> [Stored data entries]
● ● ● ● ●

Issue #599, opened 2019-04-16
v2x solve issues to have working tests


acomodi:
Currently v2x tests (utils/vlog/tests) are being disabled as the only way to make all of them pass was to have some workarounds in the `vlog_to_pbtype.py` scripts.

The workarounds should be avoided with cleaner solutions and then we can re-enstablish the v2x tests

mithro:
@acomodi Are you working on this?

mithro:
First issue is;
```
[  0%] Generating dsp_combinational_pb_type_diff.diff
--- /usr/local/google/home/tansell/github/SymbiFlow/symbiflow-arch-defs/build/utils/vlog/tests/dsp_combinational/dsp_combinational.pb_type.golden.xml 2019-04-19 19:50:52.160854352 -0700
+++ /usr/local/google/home/tansell/github/SymbiFlow/symbiflow-arch-defs/build/utils/vlog/tests/dsp_combinational/dsp_combinational.pb_type.actual.xml 2019-04-19 19:50:52.068855422 -0700
@@ -1,5 +1,5 @@
 <?xml version="1.0"?>
-<pb_type xmlns:xi="http://www.w3.org/2001/XInclude" blif_model=".subckt dsp_combinational" name="dsp_combinational" num_pb="1">
+<pb_type xmlns:xi="http://www.w3.org/2001/XInclude" blif_model=".subckt dsp_combinational" name="BLK_IG-dsp_combinational" num_pb="1">
   <input name="a" num_pins="32"/>
   <input name="b" num_pins="32"/>
   <input name="m" num_pins="1"/>
utils/vlog/tests/dsp_combinational/CMakeFiles/dsp_combinational_pb_type_diff.dir/build.make:63: recipe for target 'utils/vlog/tests/dsp_combinational/dsp_combinational_pb_type_diff.diff' failed   
```

mithro:
[Remove `BEL_FF` (etc) naming #561](https://github.com/SymbiFlow/symbiflow-arch-defs/issues/561)

mithro:
@acomodi The first issue listed above should be solved by the pull request at https://github.com/SymbiFlow/symbiflow-arch-defs/pull/613

acomodi:
@mithro Currently I am not actively dealing with re-establishing the v2x tests as I am more focused on the tile equivalence issue. As far as I know, though, it should not require too much effort to get tests working again, so I could deal with this as well.

mithro:
[...]

PR #639, opened 2019-04-24
Re-enable some v2x tests

kgugala:
This pull request fixed a number of the tests for v2x. This includes;
 - [x] `fig41-full-adder`
 - [x] `fig42-dff`
 - [x] `dsp_inout_registered`
 - [x] `dsp_inout_registered_dualclk`

All primitives are marked with `(* blackbox *)` and all flipflops are explicitly instantiated. The multiple includes also appear to be working correctly. Output interconnect has also been fixed.

There is still some issues with ports being incorrectly being marked as clocked which affect;
 - [ ] `dsp_in_registered`
 - [ ] `dsp_partial_registered`
 - [ ] `dsp_out_registered`
 - [x] (parts of) `dsp_modes`


utils/vlog/vlog_to_pbtype.py
```diff
@@ -179,26 +185,51 @@ def make_direct_conn(ic_xml, src, dst):
...
+        processed_cells = list()
         for cname, i_of in mod.cells:
             pb_name = strip_name(i_of)
+            do_not_include = False
+            if i_of in processed_cells:
+                # do not emit xml include for every instance of multi instace cell
+                do_not_include = True
+            else:
+                processed_cells.append(i_of)
+            instance = -1
```
acomodi: worth adding a comment about the `instance` meaning?

utils/vlog/vlog_to_pbtype.py
```diff
@@ -151,18 +151,24 @@ def make_pb_content(yj, mod, xml_parent, mod_pname, is_submode=False):
     """Build the pb_type content - child pb_types, timing and direct interconnect,
     but not IO. This may be put directly inside <pb_type>, or inside <mode>."""
 
-    def get_full_pin_name(pin):
+    def get_full_pin_name(pin, instance=-1):
```
acomodi: Probably it is worth using a macro such as `INVALID_INSTANCE = -1` globally accessible by the script to make it more understandable.

utils/vlog/tests/dsp_in_registered/golden.model.xml
```diff
@@ -1,12 +1,12 @@
...
   <xi:include href="../dsp_combinational/dsp_combinational.model.xml" xpointer="xpointer(models/child::node())"/>
-  <!-- https://docs.verilogtorouting.org/en/latest/tutorials/arch/timing_modeling/#mixed-sequential-combinational-block -->
+  <xi:include href="../fig42-dff/dff.model.xml" xpointer="xpointer(models/child::node())"/>
   <model name="dsp_in_registered">
     <input_ports>
-      <port name="a" combinational_sink_ports="out" clock="clk"/>
-      <port name="b" combinational_sink_ports="out" clock="clk"/>
-      <port name="clk" is_clock="1"/>
-      <port name="m" combinational_sink_ports="out" clock="clk"/>
+      <port combinational_sink_ports="out" name="a"/>
```
elmsfu: Are the clock attributes no longer needed because the dff model captures that dependency now?

kgugala: yes, DFF defines this https://github.com/SymbiFlow/symbiflow-arch-defs/blob/master/utils/vlog/tests/fig42-dff/golden.model.xml

utils/vlog/vlog_to_pbtype.py
kgugala: makes sense

kgugala: done

utils/vlog/vlog_to_pbtype.py
kgugala: I added some comments

utils/vlog/tests/dsp_in_registered/dsp_in_registered.sim.v
```diff
@@ -12,11 +13,15 @@ module dsp_in_registered (clk, a, b, m, out);
 	reg [DATA_WIDTH/2-1:0] q_a;
```
mithro: With this approach, the `reg` below should actually be `wire`.

utils/vlog/tests/dsp_in_registered/dsp_in_registered.sim.v
```diff
@@ -12,11 +13,15 @@ module dsp_in_registered (clk, a, b, m, out);
...
 	reg [DATA_WIDTH/2-1:0] q_b;
 	reg q_m;
-	always @(posedge clk) begin
-		q_a <= a;
-		q_b <= b;
-		q_m <= m;
+
+	genvar i;
```
mithro: The verilog `always` shown below (which is called a "process")
```verilog
always @(posedge clk) begin
   ....
end
```
**should** cause Yosys to generate `$dff` objects once the `proc` pass is run (the `proc_dff` pass is the exact one).

This makes me think that we are missing `proc` somewhere as I described in the bug....

utils/vlog/tests/dsp_in_registered/golden.model.xml
mithro: FYI - A model never includes another model. Models are low level primitives.

**However**, we want to support instantiating a whole module or to instantiate just the parts. An example would be something like;
```verilog
module ABC(...);
    PART_A a(...);
    PART_B b(...);
endmodule;
```
Then people can either go;
```verilog
// Instantiate whole module in one go...
ABC abc(...);
/// ---- or ----
// Instantiate parts of module in a compatible configuration to be placed into the ABC module
PART_A a(...);
PART_B b(...);
```

Then the `pb_type.xml` ends up looking like this;
```xml
<pb_type name="module">
  <mode name="ALL_AT_ONCE">
    <pb_type name="whole_module" blif_model=".subckt module">
    </pb_type>
  </mode>
  <mode name="INDIVIDUAL_PARTS">
    <xi:include href="part_a.pb_type.xml" />
    <xi:include href="part_b.pb_type.xml" />
    <interconnect>
       ....
    </interconnect>
  </mode>
</pb_type>
```

And as the "whole" mode is a subckt, it needs a `<model>`.

Am I making any sense?

utils/vlog/tests/dsp_in_registered/dsp_in_registered.sim.v
mithro: Just FYI - v2x should **support** the generate method you are specifying below. We should add it as a seperate test.

utils/vlog/tests/dsp_in_registered/dsp_in_registered.sim.v
kgugala: yes, you're right I'll change that

utils/vlog/tests/dsp_in_registered/dsp_in_registered.sim.v
kgugala: > should cause Yosys to generate $dff objects once the proc pass is run (the proc_dff pass is the exact one).

Yosys does generate the $dff objects. It is v2x who cannot handle that (I described it here https://github.com/SymbiFlow/symbiflow-arch-defs/issues/599#issuecomment-486136155)

I think it is possible to handle generated $dff in v2x. The question is what model shall we use for those dffs and later which timings should be assigned to them?

kgugala: > Just FYI - v2x should support the generate method you are specifying below. We should add it as a seperate test.

v2x does support that - I use the feature in this PR

utils/vlog/tests/dsp_in_registered/dsp_in_registered.sim.v
kgugala: fixed

utils/vlog/tests/dsp_in_registered/dsp_in_registered.sim.v
mithro: Okay, lets log a bug to support the implicit version and we can land this version.

utils/vlog/tests/dsp_in_registered/golden.model.xml
mithro: Poke.

utils/vlog/tests/dsp_in_registered/golden.pb_type.xml
```diff
@@ -5,262 +5,266 @@
...
-    </direct>
-    <direct>
-      <port name="out[62]" type="input"/>
-      <port from="dsp_in_registered" name="out[62]" type="output"/>
-    </direct>
-    <direct>
-      <port name="out[63]" type="input"/>
-      <port from="dsp_in_registered" name="out[63]" type="output"/>
-    </direct>
+    <direct input="dff[0].q" name="dsp_combinational_a_0" output="dsp_combinational.a[0]"/>
```
mithro: This should be reverted right?

utils/vlog/tests/dsp_in_registered/golden.model.xml
kgugala: I see your point here, but isn't it over complicating the whole flow?

I think we can simply disable emiting include directives in model generator and leave it with with only top level (primitive) definition. All the parts that are included, were actually generated as dependencies for the currently processing one, so we already have their models definition. So a user can either instantiate them, or the "whole" one without "includes".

● ● ● ● ●

> [WORK REQUEST] Each line in the data that holds the string "method" needs to be copied.

> [WRITTEN ANSWER]
mithro: Just FYI - v2x should **support** the generate method you are specifying below. We should add it as a seperate test.
kgugala: > Just FYI - v2x should support the generate method you are specifying below. We should add it as a seperate test.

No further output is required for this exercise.